HP Announces Major Restructuring: Up to 6,000 Jobs Cut in AI-Driven Overhaul

HP will eliminate 4,000-6,000 jobs globally by 2028 as part of a sweeping cost-cutting initiative that heavily relies on artificial intelligence to streamline operations. CEO Enrique Lores called this a “necessary step to stay competitive,” though investors reacted negatively, sending shares down 5.5% after the announcement.

Key Takeaways

  • HP plans to cut 4,000-6,000 jobs by fiscal 2028
  • Company targets $1 billion in annual savings through AI automation
  • AI-powered PC demand growing strongly, accounting for 30% of Q4 shipments
  • Rising memory chip costs expected to pressure profits from 2026

AI-Driven Efficiency Targets $1 Billion Savings

HP expects to save $1 billion annually by 2028 through artificial intelligence deployment across product design, sales, customer service, and manufacturing. “It’s something we have to do to make sure the company stays competitive,” Lores told Bloomberg.
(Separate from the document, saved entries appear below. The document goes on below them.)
PR #631, opened 2020-10-26
tier1, Add multus tier1 automation test

RamLavi:
This PR adds a tier1 automation of multus e2e test
The test runs multus's [test-simple-macvlan1.sh](https://github.com/intel/multus-cni/blob/master/e2e/test-simple-macvlan1.sh) script

**Release note**:

```release-note
NONE
```

### DIFF
--- a/automation/check-patch.e2e-multus-functests.sh
+++ b/automation/check-patch.e2e-multus-functests.sh
@@ -1,0 +1,98 @@
+#!/usr/bin/env bash
+
+set -xeuE
+
+# This script should be able to execute multus
+# functional tests against Kubernetes cluster with
+# CNAO built with latest changes, on any
+# environment with basic dependencies listed in
+# check-patch.packages installed and docker running.
+#
+# Usage:
+# yum -y install automation/check-patch.packages
+# automation/check-patch.e2e-multus-functests.sh
+
+teardown() {
+    rm -rf "${TMP_COMPONENT_PATH}"
+    make cluster-down
+}
+
+function __get-tools() {
+    mkdir -p ${TMP_COMPONENT_PATH}/e2e/bin
+
+    JQ_PATH=${TMP_COMPONENT_PATH}/e2e/bin/jq
+    if ! [ -f ${JQ_PATH} ]; then
+        echo "install jq"
+        curl -Lo ${JQ_PATH} https://github.com/stedolan/jq/releases/download/jq-1.6/jq-linux64
+        chmod +x ${JQ_PATH}
+    fi
+}
+
+function __prepare-test-environment() {
+    __get-tools
+
+    export CLUSTER_PATH=${TMP_PROJECT_PATH}/_kubevirtci/
+    export KUBECTL=${TMP_PROJECT_PATH}/cluster/kubectl.sh
+
+    echo "Deploy cni-plugins pod"
+    CNI_PLUGIN_YAML="cni-install.yml"
+    $KUBECTL create -f ${CNI_PLUGIN_YAML}
+    $KUBECTL -n kube-system wait --for=condition=ready -l name=cni-plugins pod --timeout=300s
+
+    TEST_YAML="*macvlan1.yml"
+    # matching the test nodes to the CNAO cluster nodes
+    sed -i 's/kind-worker$/node01/g' ${TEST_YAML}
+    sed -i 's/kind-worker2$/node02/g' ${TEST_YAML}
+
+    echo "Set eth1 NIC to up using NodeNetworkConfigurationPolicy"
+    cat <<EOF | $KUBECTL apply -f -
+apiVersion: nmstate.io/v1beta1
+kind: NodeNetworkConfigurationPolicy
+metadata:
+  name: eth1-policy
+spec:
+  desiredState:
+    interfaces:
+    - name: eth1
+      description: Configuring eth1 on all nodes
+      type: ethernet
+      state: up
+      ipv4:
+        dhcp: true
+        enabled: true
+EOF
+}
+
+function __remove-test-manifests() {
+    echo "Remove test manifests"
+    $KUBECTL delete -f ${TEST_YAML}
+    $KUBECTL delete -f ${CNI_PLUGIN_YAML}
+}
+
+main() {
+    # Setup CNAO and artifacts temp directory
+    source automation/check-patch.setup.sh
+    cd ${TMP_PROJECT_PATH}
+
+    # Spin-up ephemeral cluster with latest CNAO, 2 nodes and secondary NIC needed for test
+    export KUBEVIRT_NUM_NODES=2
+    export KUBEVIRT_NUM_SECONDARY_NICS=1
+    # this script also exports KUBECONFIG, and fetch $COMPONENT repository
+    COMPONENT="multus" source automation/components-functests.setup.sh
+
+    trap teardown EXIT SIGINT
+
+    # Run multus functional tests
+    (
+        cd ${TMP_COMPONENT_PATH}/e2e
+
+        __prepare-test-environment
+
+        echo "Run multus macvlan test"
+        ./test-simple-macvlan1.sh
+
+        __remove-test-manifests
+    )
+}
+
+[[ "${BASH_SOURCE[0]}" == "$0" ]] && main "$@"


automation/check-patch.e2e-multus-functests.sh
```diff
@@ -0,0 +1,91 @@
...
+# CNAO built with latest changes, on any
+# environment with basic dependencies listed in
+# check-patch.packages installed and docker running.
+#
+# yum -y install automation/check-patch.packages
+# automation/check-patch.e2e-multus-functests.sh
+
+teardown() {
+    make cluster-down
+    rm -rf "${TMP_COMPONENT_PATH}"
```
oshoval, line 14: in case the above command failed, this one wont be reached, so maybe u want to reorder ?

automation/check-patch.e2e-multus-functests.sh
```diff
@@ -0,0 +1,91 @@
...
+}
+
+function __get-tools() {
+    if [ ! -d bin ]; then
+        mkdir bin
+    fi
+
+    echo "install jq"
+    curl -Lo ./bin/jq https://github.com/stedolan/jq/releases/download/jq-1.6/jq-linux64
+    chmod +x ./bin/jq
```
oshoval, line 24: u can use container of jq please

automation/check-patch.e2e-multus-functests.sh
```diff
@@ -0,0 +1,91 @@
...
+function __remove-test-manifests() {
+    echo "Remove test manifests"
+    kubectl delete -f ${TEST_YAML}
+    kubectl delete -f ${CNI_PLUGIN_YAML}
+}
+
+main() {
+    # Setup CNAO and artifacts temp directory
+    source automation/check-patch.setup.sh
+    cd ${TMP_PROJECT_PATH}
```
oshoval, line 68: where TMP_PROJECT_PATH is declared?
maybe u want set -u , so it will fail if its not declared?

its ok i guess that there is TMP_COMPONENT_PATH and TMP_PROJECT_PATH right?

automation/check-patch.e2e-multus-functests.sh
```diff
@@ -0,0 +1,91 @@
...
+
+    # Spin-up ephemeral cluster with latest CNAO, 2 nodes and secondary NIC needed for test
+    export KUBEVIRT_NUM_NODES=2
+    export KUBEVIRT_NUM_SECONDARY_NICS=1
+    # this script also exports KUBECONFIG, and fetch $COMPONENT repository
+    COMPONENT="multus" source automation/components-functests.setup.sh
+
+    trap teardown EXIT
```
oshoval, line 76: aint the trap should be before line 74 ?
you might want to add SIGINT

automation/check-patch.e2e-multus-functests.sh
```diff
@@ -0,0 +1,91 @@
+#!/bin/bash -xe
```
oshoval, line 1: u might want to add -u (see comment about it below),
and -E because u use '(' subshell

automation/check-patch.e2e-multus-functests.sh
RamLavi: jq is used inside the multus source test. changing it to dockerized jq will require changing it in multus repo first and only I can remove this tool installation here, so in any case it shouldn't be in this PR context.

automation/check-patch.e2e-multus-functests.sh
RamLavi: > where TMP_PROJECT_PATH is declared?

inside automation/check-patch.setup.sh, which is used for all automation scripts.

> maybe u want set -u , so it will fail if its not declared?

will do

> 
> its ok i guess that there is TMP_COMPONENT_PATH and TMP_PROJECT_PATH right?

yes, the former refers multus/kmp/... and the latter refers to cnao itself

automation/check-patch.e2e-multus-functests.sh
RamLavi: no, only `automation/components-functests.setup.sh` creates the cluster.
IIUC only EXIT is required.

automation/check-patch.e2e-multus-functests.sh
RamLavi: Done

automation/check-patch.e2e-multus-functests.sh
RamLavi: Done

automation/check-patch.e2e-multus-functests.sh
oshoval: ctrl c, will work just if SIGINT is used, from what i remember
up to you

RamLavi:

The restructuring represents a long-term strategy to future-proof HP against technological disruption rather than just a market reaction.

Layoffs Focus on Three Key Areas

The job cuts will primarily affect product development, internal operations, and customer support teams. This marks HP’s second major workforce reduction this year, following earlier cuts of 1,000-2,000 employees. The current restructuring represents a more aggressive push toward automation and operational efficiency.

Strong Growth in AI PC Segment

Despite workforce reductions, HP reports robust demand for AI-powered PCs, with these devices accounting for over 30% of total shipments in the quarter ending October 31. The company expects AI-enabled laptops to become a key revenue driver as businesses and consumers increasingly adopt devices capable of running on-device AI models.

Memory Chip Costs Threaten Future Profits

Morgan Stanley analysts warn that rising memory chip prices, driven by AI infrastructure demand, could squeeze profit margins for PC manufacturers. HP expects to feel this impact by the second half of fiscal 2026, though the company currently maintains adequate inventory. Lores stated HP is implementing “aggressive actions like qualifying lower-cost suppliers, reducing memory configurations and taking price actions” to manage the challenge.

Financial Outlook Falls Below Expectations

HP’s cautious approach is reflected in its financial guidance, with fiscal 2026 adjusted profit projected between $2.90-$3.20 per share, below analysts’ $3.33 estimate. First-quarter earnings are forecast between 73-81 cents per share, also slightly under market expectations.

The restructuring places HP among other tech giants like Amazon and Apple that are adjusting operations to embrace AI transformation. As artificial intelligence reshapes the industry, HP’s strategy highlights both the efficiency gains and human costs of technological advancement.